Zones grises et cyberespace

Le cyberespace constitue lui aussi une zone de flou pour les États, en raison de l’absence de frontières et de son caractère transnational. Le chaos de cet espace profite aux activités illicites, telles que le cyberterrorisme, l’espionnage, la cybercriminalité et la désinformation. La grande liberté et l’anonymat permis dans cet espace pèsent un réel poids sécuritaire pour les États.

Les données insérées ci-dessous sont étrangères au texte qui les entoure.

PR #149, opened 2020-08-19
Update routing & add new persisent layout for `/landelijk`

VWSCoronaDashboard3:
## Summary

- Update routing
  - Redirect `/` to `/landelijk`
  - Create nested routes for metrics on `/landelijk` (`/landelijk/reproductiegetal`)
- Create `NationalLayout`
- Update types and the `getLayout` from `components/layout`
- Add `withChildren` type.
- Add basic layout styles.

## Motivation

First step in moving towards the new vision.

## Detailed design

- To keep the PR small, only a few links and pages are added as well as some basic styling. A follow-up PR would implement other links and styling.
- `NationalLayout` composes the site layout with the new layout specifically for `/landelijk`. This pattern is clean and straightforward. It doesn’t use abstractions, when a new layout is needed for `/regio`, we simply create a new composition.
- The `withChildren` type is added for reasons described in [this article](https://fettblog.eu/typescript-react-why-i-dont-use-react-fc/).
  - Additional reason: it makes modules more straightforward to digest as you can see all the exports on top.
  - One exception where this can’t be used is when a property is added to the component itself (`Component.getLayout = getLayout()`). 

## Drawbacks

n/a

## Alternatives

n/a

## Unresolved questions

- What do you think about `withChildren` and not using `React.FC`?


src/components/layout/NationalLayout.tsx
```diff
@@ -0,0 +1,83 @@
...
+ * - /landelijk/[metric] -> shows aside and content (children)
+ *
+ * More info on persistent layouts:
+ * https://adamwathan.me/2019/10/17/persistent-layout-patterns-in-nextjs/
+ */
+function NationalLayout(props: WithChildren) {
+  const { children } = props;
+  const router = useRouter();
+  const isLargeScreen = useMediaQuery('(min-width: 1000px)', true);
+  const showAside = isLargeScreen || router.route === '/landelijk';
```
VWSCoronaDashboard1, line 45: nit: do we stick the route names in some sort of struct as well? Will the routes be translated as well, for example?

src/pages/landelijk/positief-geteste-mensen.tsx
```diff
@@ -0,0 +1,10 @@
+import { FCWithLayout } from 'components/layout';
+import { getNationalLayout } from 'components/layout/NationalLayout';
+
+const PostivelyTestedPeople: FCWithLayout = () => {
+  return <p>Content van positief geteste mensen</p>;
```
VWSCoronaDashboard4, line 5: Maybe a good idea to add the localize keys from the start, to avoid having to go through it all in bulk later?

src/scss/layout.scss
```diff
@@ -60,3 +62,46 @@
...
+  ul {
+    list-style: none;
+    margin: 0;
+    padding: 0;
+
+    li {
+      padding: 1em 0;
+    }
+
+    li:not(:last-of-type) {
```
VWSCoronaDashboard4, line 103: ```li + li { border-top: ...}``` Is a bit more readable and tailored to how browsers render it.

VWSCoronaDashboard1 (changes requested):

src/pages/landelijk/positief-geteste-mensen.tsx
VWSCoronaDashboard3: This is mock text so it does not need to go into the locale. Next PR will update the aside menu, and the PR after that will fill in the content per page.

src/scss/layout.scss
VWSCoronaDashboard3: That is not the same selector. I need a border on all list items _except_ the last one. I feel the current selector shows that.

src/components/layout/NationalLayout.tsx
VWSCoronaDashboard3: Translated routes is something you can easily do with server-side rendering but this site is static. Which means the only option is duplicating all pages. We decided we will not doing that for the initial translated site. We might investigate later how to add that.

VWSCoronaDashboard1: makes sense ;)

VWSCoronaDashboard1 (approved):

src/scss/layout.scss
VWSCoronaDashboard1: doesn't that selector also do that? li + li means every li that has a sibling no?

VWSCoronaDashboard4 (approved):

PR #151, opened 2020-08-19
Feature/chart time improvements

VWSCoronaDashboard4:
## Summary

Fixes a few issues with the chart time control and the control of the values inside it from LineChart and AreaChart.

## Motivation

Some charts display data tied to dates way in the past, when eg month or week is selected. This is unified to filter to a date X days in the past, based on the chosen option.

Also changed is the possibility to provide which time slots are visible in the chart time control. This is now used only to remove the Week value for some tile that do not make sense to use it (eg measurement once every week or less frequent).

Then there is the Month. That's in a month? 30 days, 31, 29? The label is adjusted to "Last 5 weeks".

En effet, l’influence qu’ont pu avoir les cyberattaques sur les élections américaines de 2020 en est une preuve. L’attaque russe « NotPetya » en 2017 a, par exemple, coûté plus de 10 milliards à l’économie ukrainienne et affecté les grandes FTN du monde. Les acteurs sont variés, allant d’un hacker solitaire (Hushpuppi) à des groupes étatiques (Lazarus en Corée du Nord), ou encore des organisations de cybercriminalité (Anonymous). Le cyberespace est donc une zone grise où les conflits sont asymétriques et invisibles, mais leur portée peut avoir un impact géopolitique majeur.

Conclusion

Maîtriser le concept de zones grises est un véritable atout dans son arsenal d’arguments. Ces zones sont les conséquences d’une mondialisation parfois dangereuse, qui a hiérarchisé les territoires et a créé de l’espace pour de nouveaux acteurs. La complexité de ces zones, avec leurs contextes historiques particuliers et leurs dynamiques interacteurs difficiles à déchiffrer, en fait un objet d’étude très valorisé. Décider d’approfondir deux ou trois de ces zones te permettra de faire une réelle différence dans la profondeur d’analyse.